“And so we came to Rome.” -Acts 28:14b
To me, that short verse is the culmination and the whole point of the Book of Acts. Paul has just spent roughly the last 15 chapters having everything in his life go wrong. He starts off his Christian walk with a bang, when Christ appears and causes Paul to go blind. His luck doesn’t really pick up, as he almost gets stoned shortly after in Chapter 14. (The crazy thing is once Paul gets stoned, he gets up and goes back into the city where he was just stoned! WHAT!?!)
He goes on to disagree with his best friend, Barnabas, and then winds up in prison several times. His life pretty much sucks the big one. But he keeps going. Why? Because God told him he was going to Rome. God promises him Rome.
In Chapter 27, Paul finally sets sail for this elusive city. As a reader, you get excited for him, thinking, “It’s about time!” But then things get really crazy. He sails through a storm, his ship sinks, he gets bitten by a poisonous snake, and gets accused of being a murderer. But after 3 months, he gets on another ship headed for his promised land.
And so he came to Rome.
A year ago, God promised me I would go to Africa. I didn’t know why or where or when; I just knew He had promised. I thought this meant I should move there as soon as possible, so I tried many many different organizations and programs where I would live and work in the Dark Continent. But none of them panned out; everything kept falling through at the last possible moment, often in weird ways. By late September, I was at the end of my rope. I was frustrated and was ultimately like, “Fine, God. Whatever. You told me I was going to Africa. Fine. I’ll go however You want me to go, but I’m over trying. It’s Your responsibility to get me there.” I’m sure God smiled at me in this moment when I finally surrendered to His plans for me.

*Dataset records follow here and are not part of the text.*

Issue #2389, opened 2017-06-22
Add Message about tenant level resources to ListByResourceGroup and ListBySubcription 


sarangan12:
Related to Issue https://github.com/Azure/autorest/issues/2170

sarangan12:
Task completed

PR #2390, opened 2017-06-22
Add message regarding tenant level resources to ListByResourceGroup & ListBySubscriptions

sarangan12:
Please review and approve Related to https://github.com/Azure/autorest/issues/2389

### DIFF
--- a/src/core/AutoRest.Core/Properties/Resources.resx
+++ b/src/core/AutoRest.Core/Properties/Resources.resx
@@ -251,10 +251,10 @@ Modelers:
     <value>For the tracked resource '{0}', the x-ms-pageable extension values must be same for list by resource group and subscriptions operations.</value>
   </data>
   <data name="TrackedResourceListByResourceGroupOperationMissing" xml:space="preserve">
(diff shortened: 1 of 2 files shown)


src/core/AutoRest.Core/Properties/Resources.resx
```diff
@@ -251,10 +251,10 @@ Modelers:
     <value>For the tracked resource '{0}', the x-ms-pageable extension values must be same for list by resource group and subscriptions operations.</value>
   </data>
   <data name="TrackedResourceListByResourceGroupOperationMissing" xml:space="preserve">
-    <value>The tracked resource, '{0}', must have a list by resource group operation.</value>
+    <value>The tracked resource, '{0}', must have a list by resource group operation.(This rule does not apply for tenant level resources.)</value>
```
vishrutshah: Can we detect tenant level resource from the `path` of the operation to improve the logic of the rule?

sarangan12: Not as of now. This was decided in one of our earlier discussion

PR #2421, opened 2017-07-06
Removing CSharp validator [Do Not merge]

dsgouda:
Works with the new CSharp/typescript validator


olydis:
how? 😆 

image

dsgouda:
Disregard those, number of different branches I'm working on

src/autorest-core/package.json
```diff
@@ -1,10 +1,7 @@
 {
-  "name": "@microsoft.azure/autorest-core",
```
olydis: this file was reverted to an earlier state, important information is lost! make sure you have a clean commit history, that should resolve issues like these - manually checking all these changes here for regressions will be a nightmare.

Actually, the PR you closer earlier was clean! I last rebased it on top of `2.0` *today*. What caused you to reopen it like this? AFAIK all that was missing was moving the docs folders and adjusting the core to acquire the plugin dynamically instead of statically.

dsgouda: Let me see what I can do

PR #2436, opened 2017-07-12
UNC fix

olydis:
UNC paths `\\asd\qwe\rty` were incorrectly converted to `file:////asd/qwe/rty` instead of (according to standard) `file://asd/qwe/rty`.
Fixing that conversion magically made everything work, all other libraries we use treat those URLs appropriately.

Also improved the message when trying to write files to an UNC location (which did not fail before but also put all stuff to the local folder instead of the UNC location... now we fail with a meaningful message)


olydis:
@fearthecowboy It was python again...

PR #2438, opened 2017-07-14
fence bug fix

olydis:
Fence checking was kind of not reentrant. Sometimes it would skip code blocks although their condition is the same as that of previous ones and such. Of course it also depends on the order of code blocks. I had fun tracking this one down.

Note: This bug currently prevents some SDKs to be generated from configuration files!


src/autorest-core/lib/ref/yaml.ts
```diff
@@ -90,6 +90,9 @@ export function ResolveAnchorRef(yamlAstRoot: YAMLNode, anchorRef: string): YAML
  * Populates yamlNode.valueFunc with a function that creates a *mutable* object (i.e. no caching of the reference or such)
  */
 function ParseNodeInternal(yamlRootNode: YAMLNode, yamlNode: YAMLNode, onError: (message: string, index: number) => void): () => any {
+  if (!yamlNode) {
```
olydis: cosmetic fix: js-yaml seems to sometimes use `null` to represent `null` in YAML, although there is a corresponding `YAMLNode` instantiation for that too... Occured for me for the first array item of:
```
asd:
- 
- null
```
Note that both array items are valid and identical.

src/autorest-core/lib/source-map/merging.ts
```diff
@@ -115,7 +115,7 @@ export function resolveRValue(value: any, propertyName: string, higherPriority:
 
     // resolve the macro value for strings
     if (typeof value === "string") {
-      const match = macroRegEx.exec(value.trim());
+      const match = macroRegEx().exec(value.trim());
```
fearthecowboy: Ah. Yeah. damn stateful regexes.

olydis:
@fearthecowboy Thanks for the quick review! What the heck is going on with Travis, gets 504's for some nuget package (consistently, restarted 4x already). Jenkins is fine except for the `1.1.0` => `1.2.0` version bump. We should probably publish a fix to the stable release, so I'll leave it to you when to merge this 😉

fearthecowboy:
Yeah, I'll repub 1.2.1 after this is done. If I don't get it tonight, I'll do it first thing in the AM

olydis:
@fearthecowboy have regenerated. Note that I have also added another commit that adds a `--clear-output-folder` option so generate.cmd's no longer need to know the path of generated code. I've only activated the feature for C# for now, it is not overly engineered, but it gets the job done and is IMHO save. Note that the deletion is guarded by both `can-clear-output-folder` (to be set on the emitter's scope, see default config) and `clear-output-folder` (to be set on CLI or readme.md), so there should be absolutely no risk that this affects anything that is already out there.

Just thought I'd add this now since it'll allow me to make [this](https://github.com/Azure/azure-sdk-for-net/pull/3489/files) significantly simpler.

PR #2443, opened 2017-07-14
Batch mode

olydis:


olydis:
@fearthecowboy woohooo it works! With this, I could simplify even the complicated SDK `generate.cmd`s to a one liner and it regenerates successfully 😄 

Resource manager (formerly 5 separate calls): `autorest.cmd cognitiveservices/resource-manager`
Network (formerly 1 call with composition): `autorest.cmd network/resource-manager`

(The `autorest.cmd` just does the `npm install -g` and assembles the config file URI)

🎉 🎉 🎉 🎉 🎉

fearthecowboy:
SLICK.

PR #2455, opened 2017-07-18
Fixes to the markdown generator as requested by the doc team.

jhendrixMSFT:
Strip out embedded new-line characters in descriptions.
Place child documents in nested directories and generate appropriate
inline links to them.
Remove the "null" text for empty resource arrays.


fearthecowboy:
We don't really need to add a `skip-props` -- that can be done with configuration:

~~~ markdown

``` yaml
directive: 
  # find the SomeClass.SomeProperty property 
  where: $..SomeClass.properties.SomeProperty
  # remove the property entirely.
  transform: return undefined; 
```
~~~

It would be trivial to add a `delete: ` directive so that it wasn't a generic `transform:` as this is the kind of thing I think we'd probably do more than once or twice.

jhendrixMSFT:
@fearthecowboy Interesting, I didn't know you could do that.  Does it scale nicely for multiple properties?  The doc team has a list of 10 or so that they want to omit.

fearthecowboy:
Sure, you could do something like: 

~~~ markdown

# recommended way:

``` yaml
directive: 
  - from: myswagger.json # probably should specify what document, otherwise it's trying the transform at every step
    where: $..ClassOne.properties.SomeProperty
    transform: return undefined; 

  - from: myswagger.json
    where: $..ClassTwo.properties.SomeProperty
    transform: return undefined; 

  - from: myswagger.json
    where: $..ClassThree.properties.SomeProperty
    transform: return undefined; 
```

## not so recommended

``` yaml 
# if it is the same property in several places -
# you can just say that property name (as long as it's not too greedy!)
directive: 
  - from: myswagger.json # REALLY specify what document, otherwise it's trying the transform at every step!
    where: $..SomeProperty #selects all nodes in the swagger that were called "SomeProperty"
    transform: return undefined; 
```

~~~


The virtue with configuration transformations is that it documents what you're doing (and you can add more docs in the markdown to say 'why'

fearthecowboy:
The where clause is a [JSONPath](https://www.npmjs.com/package/JSONPath) expression, so you can do stuff like:

(quick correction -- rather than using the name of the swagger file (ie, `mywagger.json` , use `swagger-document` -- that operates on the merged swagger file if there are multiple inputs)

~~~ markdown

``` yaml
directive:
  - from: swagger-document # <- this is any 'document' or 'input-artifact' in the pipeline
    where: $..properties.prop1   # <- any JSON Path -- in this case - grab any property named `prop1`
    transform: return undefined; # any legal javascript snippet returning a value. (the selected node is passed in as $)
```
~~~

Implementation notes: 

See: 
Literate Configuration: https://github.com/Azure/autorest/blob/master/docs/user/literate-file-formats/configuration.md (you can see the possible `input-artifact`s in there)

The default 'builtin' configuration that constructs the pipeline: https://github.com/Azure/autorest/blob/aa49bc0b010963c2acf34df79cf2f8d149b4726b/src/autorest-core/resources/default-configuration.md

PR #2446, opened 2017-07-17
Generate Managers and POMs for Azure SDK for Java

RikkiGibson:
Adds some templates to generate stub Manager classes. The generation of the Manager and POM is controlled by the RegenerateManager flag. Note that the path provided to Autorest in the Azure SDK for Java project has changed so that we can reasonably write the POM to the correct location.

The ServiceName property is something that we just expect to work most of the time due to the convention for paths in Azure, as well as the fact that we expect each service we generate code for to have at least one method.

PR #2467, opened 2017-07-21
(2.0) Generate managers and POMs for Azure SDK for Java

RikkiGibson:
This is a repeat of #2446, but based on the 2.0 branch instead of master.

> Adds some templates to generate stub Manager classes. The generation of the Manager and POM is controlled by the RegenerateManager flag. Note that the path provided to Autorest in the Azure SDK for Java project has changed so that we can reasonably write the POM to the correct location.
> 
> The ServiceName property is something that we just expect to work most of the time due to the convention for paths in Azure, as well as the fact that we expect each service we generate code for to have at least one method.


RikkiGibson:
@olydis any idea why CI is failing here? Looks like it's failing similarly on Azure/2.0 branch.

olydis:
@RikkiGibson Making Travis work is WIP, Jenkins however discovered changes in generated `*.java` files. Please run `gulp regenerate`. This check is in place to prevent accidental changes to generated code - PRs are essentially forced to also contain some samples of (diffs to) generated code so they can be checked for sanity.

RikkiGibson:
Got it. That makes a lot of sense. I'll be augmenting this PR to add generated managers and project files for .NET and then committing the regenerated samples for everything.

RikkiGibson:
@olydis I've merged in the latest from 2.0 and run gulp regenerate. Does anything about the diff of gulp regenerate (last commit in the PR) seem amiss?

olydis:
@RikkiGibson yes, this seems weird, but don't worry about regeneration at this point! Once the repo's are split (working on Java as we speak), everything will make way more sense.

RikkiGibson:
I'm seeing this error from the Jenkins build:
```
17:28:01   FATAL: System.IO.IOException: File not found: src/main/java/fixtures/azurereport/implementation/AutoRestReportServiceForAzureImpl.java
```

Is there anything blocking this from being merged? Anything I can do?

olydis:
Huh, this was not the case before so I assume it is related to this PR. At this point it's probably best to reopen cleanly against https://github.com/Azure/autorest.java (will have that repo populated tomorrow!), note that your PR also changes generated `cs` files that should really not have been affected by the changes you made, looks to me as if the other languages' generators weren't the most recent ones (or not compiled) when you did `gulp regenerate`. This kind of stuff (always having to pull latest changes for everything - we have 8 languages now) is annoying pretty much everyone working on AutoRest, which is exactly why stuff is split now. I'm essentially done, just some testing and automation scripts. I'll gladly help retargeting your PR against the new repo - I suspect it'll immediately pass CI (that only does Java stuff, yay!) there 😉

RikkiGibson:
Sounds excellent. I'll follow up on that early next week.

olydis:
replayed Java parts of it at https://github.com/Azure/autorest.java/pull/2
replayed C# parts of it at TODO

PR #2468, opened 2017-07-21
Fix d.ts files for nodejs code gen

amarzavery:


amarzavery:
@balajikris please review

fearthecowboy:
@amarzavery I found out why CI is giving you trouble in Jenkins right now, I've got a fix in CI right now to clean that up. Once that is committed, I'll re-run this in CI and I'm pretty sure it'll pass too.

amarzavery:
@fearthecowboy - thanks a ton

PR #2488, opened 2017-07-31
Test ClientRuntime fix 3503

olydis:
testing https://github.com/Azure/azure-sdk-for-net/pull/3503

BEFORE MERGE:
- publish new CR
- remove local copy of CR
- point to new Nuget package


olydis:
moved to https://github.com/Azure/autorest.csharp/pull/9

Almost 8 months later, I touched down in Nairobi, Kenya. I can’t even begin to explain to you what I felt. By the time I had physically walked outside the airport, I had already wept, sung, danced, hyperventilated, and thought I was going to vomit. No lie.
So clearly, I’m excited to see what God has in store for me here. Even more so because this month I was called to step up as a new Team Leader. Now, I don’t know what God will actually do here. Maybe nothing. Maybe He brought me here just to show me that He is oh-so-faithful. Or to remind me that all things really are possible through Him. I don’t know. I just know that God fulfilled His promise to me. I just know that God is incredible. I just know that I love Him even more for giving me this gift.